Broken systems bleed broken outcomes

That a shameless, dimwit outlaw like Trump can humiliate both state and federal justice confirms its own devastating “conviction” as failed legal systems. If shenanigans by the worst traitor since Benedict Arnold deflect mandated trials, then justice delayed is not only denied but axed as an essential electoral ingredient. Any pre-election disarray about the degree of full Trump criminality is a disgrace the DOJ will not outlive for decades. A steady, relentless wave of telling trials should have been a tsunami, not a fetid pond of thrust and counter-thrust. If a defendant as predictable, as wholly inept at lawbreaking as Trump, rebuffs limitless brain power and budgets, beware the next, smarter authoritarian. 

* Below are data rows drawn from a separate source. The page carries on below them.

PR #625, opened 2023-08-29
Fix `errors_when_missing_script_and_cairo` test

### LINKED ISSUE #468: Test `errors_when_missing_script_and_cairo_test` is failing if asdf-scarb is installed on host matchine
```
--- Expected
++++ actual:   stdout
   1      - error: no such command: `cairo-test`
        1 + error: process did not exit successfully: exit status: 2
```

Proposal fix: make Scarb isolation stuff in tests more isolating

szymmis:
Fixes #468

Test was failing because of asdf's Scarb installation interfering with it. 
Solution to that problem is to run Scarb process without `ASDF_DATA_DIR` paths in `PATH` env var.

### DIFF
--- a/utils/scarb-test-support/src/filesystem.rs
+++ b/utils/scarb-test-support/src/filesystem.rs
@@ -1,5 +1,6 @@
 use std::ffi::OsString;
-use std::{env, iter};
+use std::path::PathBuf;
+use std::{env, iter, vec};
 
 use assert_fs::prelude::*;
 use assert_fs::TempDir;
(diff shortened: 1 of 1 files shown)


utils/scarb-test-support/src/filesystem.rs
```diff
@@ -23,9 +24,23 @@ pub fn write_simple_hello_script(name: &str, t: &TempDir) {
     );
 }
 
+fn os_path_without_asdf_dir() -> OsString {
+    let os_path = env::var_os("PATH").unwrap();
+
+    if let Ok(asdf_dir) = env::var("ASDF_DATA_DIR") {
```
mkaput, line 30: I do not have this env on my machine, but I do have the following:

```bash
ASDF_DIR=/Users/mk/.asdf
```

maybe we can also consider this one?

mkaput (changes requested):

mkaput (approved):
I can confirm this test works now on my machine! 🥰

The world is complex and messy, democracies more than most. Tradeoffs between unappealing choices are inevitable. No one gets the ideal champion, certainly not with any chance to win. Perhaps 2024 delivers more clout for secondary parties, but so far, not enough to deny Biden. Except for cultists deluded that Trump has the skills to improve their lives, too many will vote without enthusiasm. Few of us get our dream candidate, but that doesn’t stop informed, rational adults from distinguishing between leaping off a cliff into a firestorm—inept, blundering autocracy that falls over itself—vs. a tolerable interim by which Biden and a Democratic Congress will openly and logically debate what needs to be done and how to do it. 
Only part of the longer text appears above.